§ Your objective
Taking the listing below, restate word for word each line from the line with "section to the" to the line with "this felt like", ends included, and stop there.

§ Raw data
┏━━
PR #618, opened 2026-04-13
docs: add progressive scope upgrade patterns to scopes guide

zzstoatzz:
## summary

adds a "Requesting scopes progressively" section to the [scopes guide](https://atproto.com/guides/scopes), covering:

- **selecting scopes before authorization**: client-side pattern where users choose permissions before the OAuth redirect, building the scope string dynamically from selections
- **upgrading scopes for an existing session**: server-side (BFF) pattern where the app stores a preference, initiates a new OAuth flow with expanded scopes, and replaces the session on callback
- **permission set dynamism**: when updating a published set is sufficient vs when an explicit re-authorization is required (cross-namespace integrations)

this felt like a natural extension of the existing scopes guide content ("which scopes to request") — it addresses what happens when the answer changes over time for a given user.

## examples from the wild

- [pds.ls](https://github.com/notjuliet/pdsls/blob/main/src/auth/scope-flow.ts)
- [plyr.fm](https://github.com/zzstoatzz/plyr.fm/blob/main/backend/src/backend/api/auth.py#L601-L635)

### DIFF
--- a/src/app/[locale]/guides/scopes/en.mdx
+++ b/src/app/[locale]/guides/scopes/en.mdx
@@ -41,6 +41,62 @@ The auth flow page will display all the relevent permissions being granted. This
 
 Client Apps should be sure to check which auth scopes were actually approved during the auth flow. In particular, when requesting permission to read an account email address (`account:email`), the user might decline that permission while granting others. In theory, any individual permission might be denied while the overall request is granted.
 
+## Requesting scopes progressively
+
+An application does not always need all of its permissions at sign-in. Using broad scopes like `transition:generic` is the quickest way to get a prototype working, but it grants the app access to nearly everything in the user's account — and the authorization dialog reflects that, which can discourage people from trying it.
+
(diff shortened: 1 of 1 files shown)


axfelix:
Thanks Nate! Will take a look at this later today.

zzstoatzz:
sorry meant to open as a draft! still need to QA

zzstoatzz:
ok, i decided this fold this into the existing scopes guide, and trim it down a bit

happy to move this around, address any nits, close if too in-the-weeds, or hand it off for copy/wording changes! just let me know 🫡

zzstoatzz:
note i saw this: https://underreacted.leaflet.pub/3mjfozhlhys2z which is awesome but felt like color that could be added to other pages, whereas here i'm trying to speak to

"well how do i expand scopes when a configured experience needs more scopes than the default experience without going full `transition:generic`?"

axfelix:
OK! I'm actually about to refactor a couple pages in our Auth docs to make them flow better, but right now I'd like to just merge this contribution as-is so that it doesn't fall out of the refactor. Thanks for the help!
┗━━
§ Result
adds a "Requesting scopes progressively" section to the [scopes guide](https://atproto.com/guides/scopes), covering:

- **selecting scopes before authorization**: client-side pattern where users choose permissions before the OAuth redirect, building the scope string dynamically from selections
- **upgrading scopes for an existing session**: server-side (BFF) pattern where the app stores a preference, initiates a new OAuth flow with expanded scopes, and replaces the session on callback
- **permission set dynamism**: when updating a published set is sufficient vs when an explicit re-authorization is required (cross-namespace integrations)

this felt like a natural extension of the existing scopes guide content ("which scopes to request") — it addresses what happens when the answer changes over time for a given user.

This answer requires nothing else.